Manchester International Festival organisers initially said the 25-year-old may not be guaranteed a seat at the concert she's attending. They've now changed their policy. Music, theatre and other cultural experiences including sport shouldn't be off-limits just because someone has needs. That's why volunteering schemes like Gig Buddies are so important. The charity recruits volunteers who are trained then matched with people with learning disabilities. They then 'buddy up' with them on trips to events. Gig Buddies' slogan is 'you've got to fight for the right to party'. In an ideal world, no one should face barriers just to see their favourite band.   

13


Keeping Local Radio alive


Replacing local radio voices with London-based presenters is a disastrous move, and one which I've already spoken out about. This week my colleague Kevin Brennan highlighted the impact of the plans drawn up by Global. The media company runs stations countrywide but wants to replace local breakfast shows with just three nationwide programmes. As Kevin says, this will turn local radio increasingly London-centric and result in hundreds of likely job losses.

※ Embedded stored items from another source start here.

Issue #3653, opened 2025-05-15
Drag and drop may cause undesired data conversion


zFernand0:
**Describe the bug**

When moving a binary data (from a PDS member, a PDS that contains a binary member, or a Sequential data), the contents get converted to the EBCDIC.

**To Reproduce**

1. Create a PDS member and/or a sequential data set (with binary data)
2. Try to drag & drop it to another LPAR.
3. Notice the binary data was converted to EBCDIC

**Expected behavior**

To preserve the data without altering its encoding

**Notes**

- The same may happen with allocation details of the data set being transferred.
- VSAM data sets get transferred as empty sequential data sets.

PR #3687, opened 2025-06-05
Fixing binary dataset transfer via drag and drop across LPARs

ATorrise:
## Proposed changes

1.Destination PDS now posses the original DCB attributes (RECFM, LRECL, BLKSIZE, etc.) as the source PDS. 
2.Data is now transferred as binary to prevent unnecessary/unwanted conversion to text which would corrupt the data.
3.Encoding is something the user has to decide when opening their file to be read on the end-system. Zowe does not convert encodings during transfer.

## How to Test
1. Create a binary PDS, add however many members you want. Change the encoding via ZVSCE to binary.
2. Drag and drop that PDS to a different LPAR.
3. Ensure that you can view all members of that PDS and that no data was lost. Use a Hex Editor to ensure file contents are preserved. 

## Release Notes

Milestone:

Changelog:
Fixed: Cross-LPAR PDS transfers now preserve original DCB attributes and prevent binary data corruption.

## Types of changes

## Checklist

**General**

- [X] I have read the [CONTRIBUTOR GUIDANCE](https://github.com/zowe/zowe-explorer-vscode/wiki/Best-Practices:-Contributor-Guidance) wiki

**Code coverage**

- [X] I have manually tested the changes

**Deployment**


packages/zowe-explorer-api/src/fs/types/datasets.ts
```diff
@@ -33,7 +34,7 @@ export const DS_EXTENSION_MAP: Map<string, (string | RegExp)[]> = new Map([
 
 export class DsEntry extends FileEntry implements DsEntryProps {
     public metadata: DsEntryMetadata;
-
+    public encoding?: ZosEncoding;
```
traeok: This `encoding` property is already defined in the `FileEntry` class, I think we should avoid re-defining it here.

packages/zowe-explorer-api/src/tree/IZoweTreeNode.ts
t1m0thyj, line 1: Modifying property types of interfaces in the `zowe-explorer-api` package constitutes a breaking change. And this `encoding` property is deprecated so we should avoid using it if possible.

I think we'll need to keep encoding defined as a string here, and either:
1. Call the `node.getEncoding()` method (which returns type `ZosEncoding`) instead of `node.encoding`
2. Or if that doesn't work because `node.getEncoding()` references the `DatasetFSProvider` and the ds path/URI has changed after a Drag-n-Drop operation, we should find another workaround that doesn't require accessing a deprecated property.

t1m0thyj (dismissed):
Thanks for looking into this 🙂  Left a comment regarding use of deprecated stuff

packages/zowe-explorer/src/trees/dataset/DatasetFSProvider.ts
```diff
@@ -532,6 +538,11 @@ export class DatasetFSProvider extends BaseProvider implements vscode.FileSystem
             throw vscode.FileSystemError.FileNotFound(vscode.l10n.t("Profile does not exist for this file."));
         }
 
+        // If an encoding is provided, set it on the entry (only for DsEntry)
+        if (ds && options?.encoding && !("entries" in ds)) {
+            (ds as DsEntry).encoding = options.encoding;
+        }
```
traeok, line 543: - Typically, we only set the encoding on the entry through the "Open with Encoding" menu. Once the user gives us a new encoding through this menu, we set it directly on the filesystem entry using the `setEncoding` function on the node. I would avoid updating the entry's encoding based on any parameters passed to `readFile` as it could introduce a desync: for example, if we (or an extender) calls this with a different encoding, it would update the entry's encoding and wipe out the user's previously-selected encoding.
- I think we should avoid adding an `options` parameter to this function as extenders won't be able to pass it - they use our file systems through the `vscode.workspace.fs` namespace. The `readFile` function in this namespace does not have this `options` object, so it can't be passed to our provider. In this case, only we could call it (internally) with this option.
  - If we want to support passing an encoding as part of the request, we could add support for a query parameter "encoding" that would respect that encoding instead. But I'm not sure its necessary for this bugfix.

packages/zowe-explorer/src/trees/dataset/DatasetFSProvider.ts
```diff
@@ -647,6 +668,11 @@ export class DatasetFSProvider extends BaseProvider implements vscode.FileSystem
                     return;
                 }
 
+                // If an encoding is provided, set it on the entry
+                if (options.encoding) {
+                    entry.encoding = options.encoding;
+                }
```
traeok, line 672: Related: please check out my comment above about how setting encoding within the file system could surface some other issues

packages/zowe-explorer/src/trees/dataset/DatasetTree.ts
```diff
@@ -154,13 +163,20 @@ export class DatasetTree extends ZoweTreeProvider<IZoweDatasetTreeNode> implemen
                 if (entry == null) {
                     if (sourceNode.contextValue === Constants.DS_MEMBER_CONTEXT) {
                         dsname = destUri.path.match(/^\/[^/]+\/(.*?)\/[^/]+$/)[1] + "(" + (sourceNode.getLabel() as string) + ")";
-                        await ZoweExplorerApiRegister.getMvsApi(destinationInfo.profile).createDataSetMember(dsname, {});
+                        // Detect binary and set allocation attributes
+                        const allocAttrs = SharedContext.isBinary(sourceNode)
+                            ? { recordFormat: "U", lrecl: 0, blksize: 32760 }
+                            : {};
```
traeok: I could be missing something here, but can we detect if the data set is binary by checking if `entry.encoding` is equal to `{ kind: "binary" }`?

traeok (changes requested):
Thanks for working on this Amber! I have a few requests for changes and figured I should share them before I start manually testing.

packages/zowe-explorer/src/trees/dataset/DatasetTree.ts
```diff
@@ -190,8 +227,8 @@
                 return;
             }
 
-            if (!recursiveCall) {
-                // Delete any files from the selection on the source LPAR
+            if (!recursiveCall && writeSucceeded) {
```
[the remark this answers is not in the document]
zFernand0: This is a good comment. If we don't return inside the `catch` block, then the `writeSucceeded` will be necessary.

packages/zowe-explorer-api/src/fs/types/datasets.ts
zFernand0: That's a good catch. :yum:
Thank you! :pray:

packages/zowe-explorer-api/src/tree/IZoweTreeNode.ts
zFernand0: I agree that modifying the type of the encoding property may be a breaking change.
Also, we should avoid using a deprecated property.

Thanks for catching these! :pray:

zFernand0 (commented):
Partially addressing review comments

packages/zowe-explorer-api/src/tree/IZoweTreeNode.ts
zFernand0: Update:

Trae has a good point about our intentions of calling the `readFile` with parameters that only Zowe Explorer may be able to provide internally.

We will look for other ways to address the drag+drop issue(s).

Resolving this comment for now! 😋

packages/zowe-explorer-api/src/fs/types/datasets.ts
```diff
@@ -12,6 +12,7 @@
 import type { Types } from "../..";
 import { DirEntry, EntryMetadata, FileEntry } from "./abstract";
 import { IProfileLoaded } from "@zowe/imperative";
+import { ZosEncoding } from "../../tree/IZoweTreeNode";
```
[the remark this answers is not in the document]
zFernand0: Makes sense :yum:

packages/zowe-explorer/src/trees/dataset/DatasetTree.ts
zFernand0: That's a good point...
We could simplify this with:
```
const binary = (await sourceNode.getEncoding())?.kind === "binary";
```

ATorrise:
> [#3653 (comment)](https://github.com/zowe/zowe-explorer-vscode/issues/3653#issuecomment-2996280236) Comment explaining initial misunderstanding when developing a solution for this bug.
> 
> **TLDR:** You cannot safely mix binary and text (EBCDIC) files in a PDS because the system applies the same DCB to all members. Even with RECFM=U, binary content can get corrupted due to padding or misinterpretation.
> 
> @zFernand0 @t1m0thyj @traeok @adam-wolfe @awharn
> ...
> My question now is, how to proceed?
> ...

Through this greater understanding ive changed course and found that the destination PDS is not being allocated with the same DCB attributes as the source + binary flag isn't always being correctly set for member transfers.

Still unsure about whether or not I should make changes to UI, disabling "open with binary" unless within a PDS of recfm U and lrecl 0. Allowing this possibility might make users think our tool is broken because we are actually more constrained than we are letting on

ATorrise:
https://github.com/zowe/zowe-explorer-vscode/pull/3731 new PR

Nearly half of studios run by Global locally are already facing closure. The changes are allowed under new rules issued by Ofcom last October, and Kevin has now written to the regulator asking for a rethink. The National Union of Journalists (NUJ), Equity and the Federation of Entertainment Unions are also concerned about the demise of broadcasting in the regions. As NUJ spokesperson Frances Rafferty says local radio is trusted and 'a friend' for many listeners. And during emergencies, such as floods, it can even help save lives.

 

14


Brief encounter




Heading out to the Sustainable Food Trust/ NFU conference in the Cotswolds on Friday, I randomly stumbled on the official opening of a new waiting room at the Moreton-in-Marsh train station. Fund-raising for the £400,000 project was led by the Cotswold Line Promotion Group, which has passionately defended the Oxford-Hereford line for almost 40 years. The waiting room - which will be a memorial to the group's founder Oliver Lovell and John Stanley, its long-standing membership secretary - will also be used as a community meeting venue. 

Naturally I soon found myself microphone in hand offering my very best wishes to all those involved. At the end of a week which has not always seen the best of British, it was a moment to cherish and remind myself how much I love this country.